* Assignment: What you return must be the lines of the data that hold the word "create".

(Saved data entries)

PR #15785, opened 2025-03-05
Filament session key improvement

NankoPrinzhorn:
## Description

In some scenarios, the default behavior of the table session, which keeps track of enabled and disabled columns, does not work as expected.

### Issue  
In our use case, we have multiple Livewire components in different directories with the same class name, for example:  

- `App\Livewire\Admin\ManualDeployment\Index.php`  
- `App\Livewire\Admin\Users\Index.php`  
- `App\Livewire\Admin\ExposureRequests\Index.php`  

Each of these classes has its own Filament table and uses the `InteractsWithForms` trait. However, they all share the same session key from the `getTableColumnToggleFormStateSessionKey` function.  

#### Cause  
This happens because `class_basename($this::class);` returns `"Index"` for all three classes. As a result, when an ID column is marked as `->toggable()`, its visibility state is shared across all tables.  

For example:  
- Enabling the ID column in one table will also enable it in the other two tables.  
- Disabling the ID column in one table will hide it in all tables.  

This unintended behavior causes inconsistencies when toggling columns across different tables.  

---

## Solution  

To resolve this, the session key should be based on the fully qualified class name rather than just the basename. However, to prevent overly long session keys—especially in projects with deeply nested directories—we apply hashing.  

### Previous Implementation  
```php
$table = class_basename($this::class); // -> "Index"
```

### Updated Implementation
```php
$table = hash('sha256', $this::class); // -> "619b97a8ad39037aa755dfc64a1fc00782020e23a7cd4013c8209cd29afe534b"
```
By using a SHA-256 hash of the full class name, we ensure that each table gets a unique session key while keeping it manageable in length.

## Functional Changes  

- [x] Code style has been fixed using `composer cs`.  
- [x] Changes have been tested to ensure no existing functionality breaks.  
- [x] Documentation is up to date.  

Let me know if any additional details are needed! 😊

### DIFF
--- a/packages/panels/src/Pages/Dashboard/Concerns/HasFilters.php
+++ b/packages/panels/src/Pages/Dashboard/Concerns/HasFilters.php
@@ -78,7 +78,7 @@ trait HasFilters
 
     public function getFiltersSessionKey(): string
     {
-        $livewire = class_basename($this::class);
+        $livewire = hash('sha256', $this::class);
 
         return "{$livewire}_filters";
     }
--- a/packages/panels/src/Pages/Dashboard/Concerns/HasFilters.php
+++ b/packages/panels/src/Pages/Dashboard/Concerns/HasFilters.php
@@ -78,7 +78,7 @@ trait HasFilters
 
     public function getFiltersSessionKey(): string
     {
-        $livewire = hash('sha256', $this::class);
+        $livewire = hash('md5', $this::class);
 
         return "{$livewire}_filters";
     }
--- a/packages/tables/src/Concerns/CanPaginateRecords.php
+++ b/packages/tables/src/Concerns/CanPaginateRecords.php
@@ -87,7 +87,7 @@ trait CanPaginateRecords
 
     public function getTablePerPageSessionKey(): string
     {
-        $table = hash('sha256', $this::class);
+        $table = hash('md5', $this::class);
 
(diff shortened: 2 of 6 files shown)


danharrin (changes requested):
There are many similar `SessionKey(): string` methods, can you update them please to be consistent?

danharrin (changes requested):
Also, since this is not sensitive data, lets use `MD5` instead of SHA256 so the hashes are shorter

danharrin:
Thanks

NankoPrinzhorn:
Thanks for the merge @danharrin, could you create a new tag with the latest changes maybe? Much appreciate

danharrin:
In the meantime before the next release, you can define these methods on the Livewire classes in your app to set this up.

jmwamser:
Just wanted to follow up here. I like the change, BUT I see this as a BC break.

I had a few widgets that would look up the session value so they could maintain the same filter. Without a direct way to have the widget get the key I had to copy this logic to the widget. 

Is there a better way I could do this? or could the method be static?

danharrin:
Making the method static would be a breaking change unfortunately. Maybe you could create a new static `::getTableFiltersDataFromSession()` method on the class in your project, so the logic doesn't leak out of there? Or you could override the method we changed to have a more predictable key, or even return the old logic?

* Written reply:
Thanks for the merge @danharrin, could you create a new tag with the latest changes maybe? Much appreciate
Making the method static would be a breaking change unfortunately. Maybe you could create a new static `::getTableFiltersDataFromSession()` method on the class in your project, so the logic doesn't leak out of there? Or you could override the method we changed to have a more predictable key, or even return the old logic?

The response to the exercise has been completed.